PR #28, opened 2024-03-28
Fix Iterable Dataset bug on downloading the whole subset of data

bernardhan33:
While working on the baseline performance numbers of Dataflux Iterable Dataset I found this critical bug that the previous implementation can ask each worker to download the whole dataset before applying `data_format_fn` to each item.

The bug is caused by using using the `[]` bracket to gather the results which break the generator pattern. Instead, we should use `()`. See more https://lerner.co.il/2018/06/08/python-parentheses-primer/.

The fix is tested by running the unit tests again and also rerun with the large dataset that exceeds the memory. Make sure that the memory utilization is correct. https://screenshot.googleplex.com/8g6A9qtHAiPGQ6r

As a retro:
1. The bug is introduced but didn't get caught by the unit test because in unit test we didn't test the logic of lazy generation of data. It is also likely that we can't test it because 1. the return of `dataflux_download_lazy` is mocked and 2. hard to inject into the code flow to verify that "yield from" is operated on a generator than a list.
2. For the performance tests, we should start to monitor memory usage.

- [x] Tests pass

### DIFF
--- a/dataflux_pytorch/dataflux_iterable_dataset.py
+++ b/dataflux_pytorch/dataflux_iterable_dataset.py
@@ -111,7 +111,7 @@ class DataFluxIterableDataset(data.IterableDataset):
         worker_info = data.get_worker_info()
         if worker_info is None:
             # Single-process data loading.
-            yield from [
+            yield from (
                 self.data_format_fn(bytes_content)
                 for bytes_content in dataflux_core.download.dataflux_download_lazy(
                     project_name=self.project_name,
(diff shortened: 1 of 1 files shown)


MattIrv (approved):
Would a possible approach for testing be to update the storage mock/fake to count the number of times that download is called, and verify that it's called the expected number of times prior to the whole set of data being returned, or something like that?

bernardhan33:
> Would a possible approach for testing be to update the storage mock/fake to count the number of times that download is called, and verify that it's called the expected number of times prior to the whole set of data being returned, or something like that?

Yeah the easier way is to work with fakes so that we don't have to mock out the entire return of "dataflux_download_lazy". Unfortunately we had to do that to avoid direct dependency call with storage_client.

PR #34, opened 2024-04-17
Presubmit Integration Testing

jdnurme:
Update presubmit testing to include full map and iterable integration tests. Please check and approve any open internal CLs prior to reviewing this, as kokoro cannot run until those changes are committed.

- [x] Tests pass

### DIFF
--- a/dataflux_pytorch/integration_tests/integration_test.py
+++ b/dataflux_pytorch/integration_tests/integration_test.py
@@ -69,6 +69,26 @@ class IntegrationTest(unittest.TestCase):
 
         return config
 
+    def train(self, data_loader, epochs, test_config):
+        training_start_time = time.time()
+        for i in range(epochs):
+            total_bytes = 0
+            for batch in data_loader:
+                # A simple sleep function to simulate the GPU training time.
+                time.sleep(0.1)
+
+                for object_bytes in batch:
+                    total_bytes += len(object_bytes)
+        training_end_time = time.time()
+        training_time = training_end_time - training_start_time
+        if (
+            test_config["download_timeout"]
+            and training_time > test_config["download_timeout"]
+        ):
+            raise AssertionError(
+                f"Expected download operation to complete in under {test_config['download_timeout']} seconds, but took {training_time} seconds."
+            )
+
     def test_list_and_load_iter(self):
         test_config = self.get_config()
         config = dataflux_iterable_dataset.Config()
@@ -103,24 +123,7 @@ class IntegrationTest(unittest.TestCase):
             persistent_workers=True,
             pin_memory=True,
         )
-        training_start_time = time.time()
-        for i in range(1):
-            total_bytes = 0
-            for batch in data_loader:
-                # A simple sleep function to simulate the GPU training time.
-                time.sleep(0.1)
-
-                for object_bytes in batch:
-                    total_bytes += len(object_bytes)
-        training_end_time = time.time()
-        training_time = training_end_time - training_start_time
-        if (
-            test_config["download_timeout"]
-            and training_time > test_config["download_timeout"]
-        ):
-            raise AssertionError(
-                f"Expected download operation to complete in under {test_config['download_timeout']} seconds, but took {training_time} seconds."
-            )
+        self.train(data_loader, 1, test_config)
 
     def test_list_and_load_map(self):
         test_config = self.get_config()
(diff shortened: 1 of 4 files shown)


dataflux_pytorch/tests/test_dataflux_checkpoint.py
```diff
@@ -14,6 +14,8 @@
  limitations under the License.
  """
 
+ # TEST CHANGE
+
```
jdnurme, line 18: Not certain how this was included, will remove.

dataflux_pytorch/integration_tests/integration_test.py
```diff
@@ -0,0 +1,193 @@
...
+        if config["download_timeout"]:
+            config["download_timeout"] = float(config["download_timeout"])
+        config["parallelization"] = (
+            int(config["parallelization"]) if config["parallelization"] else 1
+        )
+
+        return config
+
+    def test_list_and_load_iter(self):
+        list_start_time = time.time()
```
bernardhan33, line 67: A good chunk of the code here, such as defining the `data_format_fn` and the for-loop iteration that simulates the training are having some common code. Can we refactor those into some common helper code?

bernardhan33, line 67: nit: might be best to make the start time tight before the `dataset` creation

dataflux_pytorch/integration_tests/integration_test.py
```diff
@@ -0,0 +1,193 @@
...
+            prefetch_factor=2,
+            persistent_workers=True,
+            pin_memory=True,
+        )
+        training_start_time = time.time()
+        for i in range(1):
+            total_objects = 0
+            total_bytes = 0
+            epoch_start = time.time()
+            last_update = time.time()
```
bernardhan33, line 110: I don't think we need this now and we are not doing anything with it anyways

dataflux_pytorch/integration_tests/integration_test.py
```diff
@@ -0,0 +1,193 @@
...
+            dataset=dataset,
+            batch_size=100,
+            num_workers=test_config["parallelization"],
+            prefetch_factor=2,
+            persistent_workers=True,
+            pin_memory=True,
+        )
+        training_start_time = time.time()
+        for i in range(1):
+            total_objects = 0
```
bernardhan33, line 107: Do we want to add a check of matching total_objects?

dataflux_pytorch/integration_tests/integration_test.py
```diff
@@ -0,0 +1,193 @@
...
+            total_bytes = 0
```
bernardhan33, line 108: Similarly,

1. Do we want to add a check of matching total_bytes?
2. Have we confirmed that `len(object)` on a object type of Numpy array actually gives the size in bytes?

dataflux_pytorch/integration_tests/integration_test.py
```diff
@@ -0,0 +1,193 @@
...
+                total_objects += len(batch)
+                for object_bytes in batch:
+                    total_bytes += len(object_bytes)
+                if time.time() - last_update > 5:
+                    last_update = time.time()
+            epoch_end = time.time()
+        training_end_time = time.time()
+        if (
+            test_config["download_timeout"]
+            and training_time > test_config["download_timeout"]
```
bernardhan33, line 124: I don't think I see the `training_time` calculation in this function? I see it in the one below, though

dataflux_pytorch/integration_tests/integration_test.py
bernardhan33: I see it checked above. So maybe we don't need this. And this will be a little biased too since DataLoader can drop the last batch in the IterableDataset cases.

kokoro/presubmit.cfg
```diff
@@ -12,4 +12,66 @@
...
+  key: "TOTAL_FILE_SIZE"
+  value: "501770000"
+}
+
+env_vars {
+  key: "MAX_COMPOSE_BYTES"
+  value: "100000000"
+}
+
+env_vars {
```
bernardhan33, line 52: Nice to see that we are using the same timeouts as in dataflux-client-python! For listing, it should be mostly equivalent but for "download", using the same timeout will make the check tighter due to the various operations that DataLoader has and the `sleep_time`.

It's okay though. I just wanted to point out this implication.

kokoro/presubmit.sh
```diff
@@ -0,0 +1,58 @@
...
+    echo Updating git submodules.
+    git submodule update
+}
+
+function install_requirements() {
+    echo Installing python3-pip.
+    sudo apt-get -y install python3-pip
+
+    echo Installing requirements.
+    pip install -r requirements.txt
```
bernardhan33, line 39: I don't think this is strictly needed as running `pip install .` will cover it, right? Have you seen problems without it?

dataflux_pytorch/integration_tests/integration_test.py
jdnurme: It does not return the correct value, so I'm leaving it out for now but intend to update it with a better check in the future. Currently just working out the kokoro specific kinks.

kokoro/presubmit.cfg
jdnurme: Yes if it exceeds the timeout or demonstrates inconsistency i'll extend it

kokoro/presubmit.sh
jdnurme: I did have problems without running both before, but it could have been one-off. I can test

□ □ □ □ □ □ □

§ **Assignment**:
Exactly as written, repeat the lines from the start of the listing through the line containing "While working on", both included.

§ **Expected answer**:
PR #28, opened 2024-03-28
Fix Iterable Dataset bug on downloading the whole subset of data

bernardhan33:
While working on the baseline performance numbers of Dataflux Iterable Dataset I found this critical bug that the previous implementation can ask each worker to download the whole dataset before applying `data_format_fn` to each item.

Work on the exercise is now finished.